> _Requirement_: Repeat, exactly as written, the line with "### LINKED ISSUE #9179: No cursor trail" and every line that follows it in the material below, ending with the last.
== Given data ==
PR #9182, opened 2020-06-02
Fix cursor trail not displaying

### LINKED ISSUE #9179: No cursor trail
**Describe the bug:** In the latest update, the cursor trail is missing, whether you enable it or even disable it. Happens with the standard lazer skin and with others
===
> _Solution to this problem_:
### LINKED ISSUE #9179: No cursor trail
**Describe the bug:** In the latest update, the cursor trail is missing, whether you enable it or even disable it. Happens with the standard lazer skin and with others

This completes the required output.